The site was first settled in 1883 under the name of Pleasant Valley Junction, where the Pleasant Valley Railroad connected the mining town of Winter Quarters, 20 mi to the south, to the Rio Grande line. This line was soon abandoned, replaced by a Rio Grande branch along a much easier grade between Pleasant Valley Junction and Scofield. Pleasant Valley Junction quickly grew to include a store, hotel, and five saloons.
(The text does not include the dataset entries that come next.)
PR #1798, opened 2019-03-01
#1756 Prevent illegal adjustment of GridSplitter

### LINKED ISSUE #1756: Adjusting separator in PictureSlidesLab throws exception
## Bug Report  
Adjusting the separator/splitter in PictureSlidesLab throws unhandled exception.
picture-slides-lab-center-pane-1

Windows 10, PowerPoint 2013
#### Steps to replicate
1. Open PictureSlidesLab. If you don't see two panes (left one with slide preview, right one with pictures), then add a picture, and you should be able to see the two panes.
2. Drag separator/splitter all the way to the left until the end of the window, you should encounter an exception. (Follow screenshot above)

```
System.ArgumentException
  HResult=0x80070057
  Message='-8.5' is not a valid value for property 'Width'.
  Source=PowerPointLabs
  StackTrace:
   at PowerPointLabs.PictureSlidesLab.Views.PictureSlidesLabWindow.Splitter_OnDragDelta(Object sender, DragDeltaEventArgs e) in C:\Users\Bryan\Desktop\PowerPointLabs\PowerPointLabs\PowerPointLabs\PictureSlidesLab\Views\PictureSlidesLabWindow.xaml.cs:line 525
```

ChesterSng:
Fixes #1756 

There were no minimum widths for the grid columns so the splitter was able to exit the screen. Also, splitter can resize grid columns to an unusable width.

**Outline of Solution**

1. Set minimum Widths for the grid columns

2. Add checks for dragging of splitter so `StylesPreviewGrid` (the area which the slides are previewed) will be the same size as the grid column 

_The minimum widths 300 and 400 are selected because they are the minimum width where all functionalities will be on the screen_

__Minimum width of 300 for previewing styles__
minimum preview styles

__Minimum width of 400 for the picture selector__
minimum flyout

### DIFF
--- a/PowerPointLabs/PowerPointLabs/PictureSlidesLab/Views/PictureSlidesLabWindow.xaml.cs
+++ b/PowerPointLabs/PowerPointLabs/PictureSlidesLab/Views/PictureSlidesLabWindow.xaml.cs
@@ -532,7 +532,21 @@ namespace PowerPointLabs.PictureSlidesLab.Views
         /// <param name="e"></param>
         private void Splitter_OnDragDelta(object sender, DragDeltaEventArgs e)
         {
-            StylesPreviewGrid.Width = StylesPreviewGrid.ActualWidth + e.HorizontalChange;
+            double newWidth = StylesPreviewGrid.ActualWidth + e.HorizontalChange;
+            // Prevent StylesPreviewGrid from becoming too small
+            if (newWidth < StylesPreviewGrid.MinWidth)
+            {
+                StylesPreviewGrid.Width = StylesPreviewGrid.MinWidth;
+            }
+            // Prevent StylesPreviewGrid from overflowing grid column 0
+            else if (newWidth > Column0.Width.Value)
+            {
+                StylesPreviewGrid.Width = Column0.Width.Value;
+            }
+            else
+            {
+                StylesPreviewGrid.Width = newWidth;
+            }
         }
 
         /// <summary>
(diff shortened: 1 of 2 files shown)


PowerPointLabs/PowerPointLabs/PictureSlidesLab/Views/PictureSlidesLabWindow.xaml.cs
```diff
@@ -532,7 +532,21 @@ private void ImageSelectionListBox_OnKeyDown(object sender, KeyEventArgs e)
         /// <param name="e"></param>
         private void Splitter_OnDragDelta(object sender, DragDeltaEventArgs e)
         {
-            StylesPreviewGrid.Width = StylesPreviewGrid.ActualWidth + e.HorizontalChange;
+            double newWidth = StylesPreviewGrid.ActualWidth + e.HorizontalChange;
```
YuPeiHenry: I think it might be better if you extract this into a Setter. This way, others will not unintentionally violate this rule.

ChesterSng: Are you suggesting extracting `StylesPreviewGrid.ActualWidth + e.HorizontalChange` into another method?

YuPeiHenry: @ChesterSng Actually I meant the code below, sorry. The <minWidth and >maxWidth part.

ChesterSng: Hi @YuPeiHenry, I considered your suggestion but considering that adjusting the splitter window is the only method that will adjust the width of `StylesPreviewGrid`, I think it is not necessary to create a separate setter for it. It is sufficient to contain the entire logic in this function.

PR #1800, opened 2019-03-02
#1797 Add checkbox to ribbon for user preference to compress images

### LINKED ISSUE #1797: 'Crop to shape' lowers image resolution
## Bug Report  
Bug report from user
Not specified
#### Description
I'm currently using PowerPointLabs for some basic design work, and I've found that when using the 'crop to shape' feature, the image quality is significantly worsened.

Is there a way to use this feature without this occurring?

blewjy:
Fixes #1797 

**Outline of Solution**
Previously, when using `Crop to Shape`, high resolution images will be compressed after the crop. This is because we were exporting the images at 96ppi. This PR bumps this up to 330ppi to maintain a certain amount of quality on the pictures.

Before:
croptoshape-before
After:
croptoshape-after

There is also a checkbox added to the main ribbon to allow users to decide if they would like images to be compressed. If this is checked, the image exporting resolution will be set back down to the original 96ppi.

Checkbox:
compress-images-checkbox

Note: this PR also affects other labs that use the same exporting and import method, including `EffectsLab`, thus the FT slides for `EffectsLab` had to be updated.

### DIFF
--- a/PowerPointLabs/PowerPointLabs/Ribbon1.cs
+++ b/PowerPointLabs/PowerPointLabs/Ribbon1.cs
@@ -160,15 +160,7 @@ namespace PowerPointLabs
         {
             ShouldCompressImages = pressed;
             _ribbon.InvalidateControl("ShouldCompressImagesCheckbox");
-
-            if (ShouldCompressImages)
-            {
-                GraphicsUtil.PictureExportingRatio = 96.0f / 72.0f;
-            }
-            else
-            {
-                GraphicsUtil.PictureExportingRatio = 330.0f / 72.0f;
-            }
+            GraphicsUtil.ShouldCompressPictureExport(ShouldCompressImages);
         }
 
 
--- a/PowerPointLabs/PowerPointLabs/Ribbon1.cs
+++ b/PowerPointLabs/PowerPointLabs/Ribbon1.cs
@@ -188,6 +188,12 @@ namespace PowerPointLabs
             return DisableFormatTab;
         }
 
+        // Sets the default starting status of the checkbox (whether checked or not)
+        public bool SetImageCompression(Office.IRibbonControl control)
+        {
+            return ShouldCompressImages;
+        }
+
         public void RibbonLoad(Office.IRibbonUI ribbonUi)
         {
             ActionHandlerFactory = new ActionHandlerFactory();
--- a/PowerPointLabs/PowerPointLabs/Ribbon1.cs
+++ b/PowerPointLabs/PowerPointLabs/Ribbon1.cs
@@ -12,6 +12,7 @@ using PowerPointLabs.ActionFramework.Common.Log;
 using PowerPointLabs.ELearningLab.Service;
 using PowerPointLabs.PictureSlidesLab.Views;
 using PowerPointLabs.TextCollection;
+using PowerPointLabs.Utils;
 
 using Office = Microsoft.Office.Core;
 using PowerPoint = Microsoft.Office.Interop.PowerPoint;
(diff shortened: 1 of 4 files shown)


ChesterSng:
Hi @blewjy, good job on solving the issue! Tested on PowerPoint 2016
Image now retain its resolution after `Crop` functions.

There is an issue when checking `Compress Images`:
**Compress Image becomes unchecked after switching tabs**
1. Check `Compress Images`
2. Go to any other ribbon tab i.e. `Home`
3. Go back to `PowerPointLabs` tab.
4. `Compress Images` is now unchecked. 
However, if you do `Crop` functions, the images are now lower resolution, which means even though it is unchecked, `Compress Images` is still active. 

I also have a suggestion for the tooltip of `Compress Images`: 

People might not understand the what functionalities it affects even though it states `image-related functions`, not sure if it is important to include a list of features that it will affect for better clarity.

Alternatively, maybe a `?` icon can be added to beside the Compress Images option so people who click it can get a more detailed explanation of the option:

image

blewjy:
Hey @ChesterSng, thanks for your review!

> I think you need to add a getPressed parameter and a function to use ShouldCompressImages like in Maintain Tab Focus.

You're right about this, adding the function solved that issue.

> People might not understand the what functionalities it affects even though it states image-related functions, not sure if it is important to include a list of features that it will affect for better clarity.
Alternatively, maybe a ? icon can be added to beside the Compress Images option so people 
who click it can get a more detailed explanation of the option:

To keep it consistent with the other buttons, I decided to add more detail to the tooltip instead. I listed out the features that were affected by this compress image setting.

leeyh20:
Was it tested on 2016?

ChesterSng:
@leeyh20 Yup tested!

PowerPointLabs/PowerPointLabs/Ribbon1.cs
```diff
@@ -152,17 +155,45 @@ public void ToggleVisibility(Office.IRibbonControl control, bool pressed)
...
 
+        // Toggles the boolean controlling whether images should be compressed.
+        public void ToggleImageCompression(Office.IRibbonControl control, bool pressed)
+        {
+            ShouldCompressImages = pressed;
+            _ribbon.InvalidateControl("ShouldCompressImagesCheckbox");
+
+            if (ShouldCompressImages)
+            {
+                GraphicsUtil.PictureExportingRatio = 96.0f / 72.0f;
```
leeyh20: it will be better if these ratio values will be stored in GraphicsUtil as a constant so that if anyone wants to find these values then they will directly go to GraphicsUtil, not Ribbon1.

blewjy: Done! moved them into GraphicsUtil

PowerPointLabs/PowerPointLabs/Utils/GraphicsUtil.cs
```diff
@@ -28,9 +28,14 @@ internal static class GraphicsUtil
...
+        public static float PictureExportingRatio = 330.0f / 72.0f;
         private const float TargetDpi = 96.0f;
         private static float dpiScale = 1.0f;
+
+        // Picture exporting ratios
+        private const float PictureExportingRatioHigh = 330.0f / 72.0f;
+        private const float PictureExportingRatioCompressed = 96.0f / 72.0f;
+
         // Heuristics for image compression obtained through testing
         private const long targetCompression = 75L;
```
leeyh20: I realised that these variables are lower-case while the above const float is upper-case for the first letter, could you standardise them according to https://github.com/oss-generic/process/blob/master/codingStandards/CodingStandard-CSharp.adoc ?

blewjy: Done! Changed to camel case for private variabels.

PR #1802, opened 2019-03-07
Tooltips Lab: Refactor code based on PR comments

ChesterSng:
- Rename AssignTriggerAnimation.cs to AssignTooltip.cs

In addition to the railroad, the mining and milling of ozokerite was important in the local economy. Sometime just before 1898 the town was renamed Colton in honor of railroad official William F. Colton. Two years later in 1900 the Scofield mine disaster dealt the entire area a serious blow, but Colton survived.

In 1915 Colton nearly experienced a second boom when the railroad considered forming a division point here, but they eventually chose Soldier Summit instead. Colton stayed a fairly busy railroad town—in fact, the town burned and was rebuilt three times. When the introduction of diesel locomotives began to eliminate the need for helper engines to push trains over the Summit, Colton rapidly declined. By the 1950s most of the railroad operations were stopped and the buildings removed.

The most noticeable remnant of Colton is the Hilltop Country Store, which was moved up to the highway in 1937, but is no longer in business. A few intact buildings and ruins are still found in the townsite itself.